**ACTION ITEM**: Among the records below, find each line bearing the word "TextNode" and copy it.

** SUPPLIED DATA follows **

Issue #5552, opened 2025-10-16
Add center-based (symmetric) resize mode to NodeResize component


bogy0:
### Problem
Currently, the NodeResize component in React Flow supports resizing nodes by dragging their edges or corners, but the resize behavior always expands or contracts from the dragged side. There is no built-in option (or at least im not aware, if yes sorry) to maintain the node’s center point while resizing symmetrically in both directions.

### Feature Request
Add a center-based resize mode (also known as symmetric resize) to the NodeResize component.
When enabled, dragging one edge (e.g., the left border) would resize the node equally in both directions — expanding or shrinking around its center point, keeping the node’s center coordinates fixed.

Example usage:
`<NodeResize symmetricResize />`

Maybe this can be even combined with an optional `axis` prop:
`<NodeResize symmetricResize axis="x" | "y" | "both" />`

### Use Case
In many diagramming tools (e.g., Figma, Lucidchart, draw.io), users expect an option to resize shapes symmetrically around their center.
This is particularly useful for:
- Keeping nodes visually aligned when resizing.
- Adjusting proportions of centered layouts or grid-based diagrams.
- Maintaining consistent relationships between nodes during dynamic layout adjustments.

### Additional Notes
- Could be implemented by adjusting x/y position offset inversely to the resize delta.
- Maybe support keyboard modifier (e.g., Alt/Option key for temporary symmetric resizing).

moklick:
@peterkogo do you have any thoughts about this?

peterkogo:
Its definitely a feature of most resizers, sounds like a good idea!

PR #5693, opened 2026-01-27
feat(node-resizer): add shift aspect lock and alt for symmetric resize

180107072:
Adds shift to lock aspect ratio (corner controls) and alt‑key symmetric resize for XYResizer (feature request #5552).


peterkogo:
Thanks for your contribution! It has helped us better grasp the viability of such a feature and how a possible implementation approach might look like.
We don't want any hardcoded key listeners controlling this behavior and there are a few more additional edge cases that need to be respected.
Because there are quite a few changes that need to be made here, I have created a separate branch & PR for this (#5700) – using your changes as a baseline. I will close this PR in favor of that.

PR #5703, opened 2026-02-10
Improve return type of useNodesData

### LINKED ISSUE #5657: useNodesData type not narrowed down properly

- React Flow version: 12.10.0
- Browser and version: Chromium 143.0.7499.40
- OS and version: Arch Linux
- Typescript 5.9.3; node 22.14

### Live code example

https://reactflow.dev/learn/advanced-use/typescript#hooks

### Describe the Bug

The `useNodesData` [example](https://reactflow.dev/learn/advanced-use/typescript#hooks) using a custom node type doesn't actually work due to the return type using `Pick<..., 'id' | 'type' | 'data'>`, which is [not distributive](https://github.com/microsoft/TypeScript/issues/28339). This results in the returned item being of type
```ts
{ type: 'a' | 'b'; data: A | B; id: string }
```
instead of
```ts
{ type: 'a'; data: A; id: string }
| { type: 'b'; data: B; id: string }
```

Just copy the example from [the docs](https://reactflow.dev/learn/advanced-use/typescript#hooks):
```ts
const nodesData = useNodesData<CustomNodeType>(connections?.[0].source);

nodeData.forEach(({ type, data }) => {
  if (type === 'number') {
    // This is type safe because we have narrowed down the type
    console.log(data.number);
  }
});
```

### Expected behavior

The node type should actually be narrowed down.

### Screenshots or Videos

_No response_

### Additional context

The linked TypeScript issue has a few options in the comments, one that worked for me was
```ts
type DistributivePick<T, K extends keyof T> = T extends unknown ? Pick<T, K> : never;
```
which I'm currently using for a workaround like this
```ts
const nodes = useNodesData<CustomNode>(nodeIds) as DistributivePick<CustomNode, 'id' | 'type' | 'data'>[];
```

peterkogo:
closes #5657

### DIFF
--- a/.changeset/old-laws-melt.md
+++ b/.changeset/old-laws-melt.md
@@ -1,0 +1,8 @@
+---
+'@xyflow/react': patch
+'@xyflow/svelte': patch
+'@xyflow/system': patch
+---
+
+Improve return type of useNodesData. Now you can narrow down the data type by checking the node type.  
+
--- a/examples/react/src/examples/UseNodesData/TextNode.tsx
+++ b/examples/react/src/examples/UseNodesData/TextNode.tsx
@@ -1,7 +1,8 @@
 import { memo, useState } from 'react';
 import { Position, NodeProps, Handle, useReactFlow } from '@xyflow/react';
+import type { TextNode } from '.';
 
-function TextNode({ id, data }: NodeProps) {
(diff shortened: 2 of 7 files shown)


moklick:
cool :)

** End of SUPPLIED DATA **

**ANSWER FOR THIS EXERCISE**:
--- a/examples/react/src/examples/UseNodesData/TextNode.tsx
+++ b/examples/react/src/examples/UseNodesData/TextNode.tsx
+import type { TextNode } from '.';
-function TextNode({ id, data }: NodeProps) {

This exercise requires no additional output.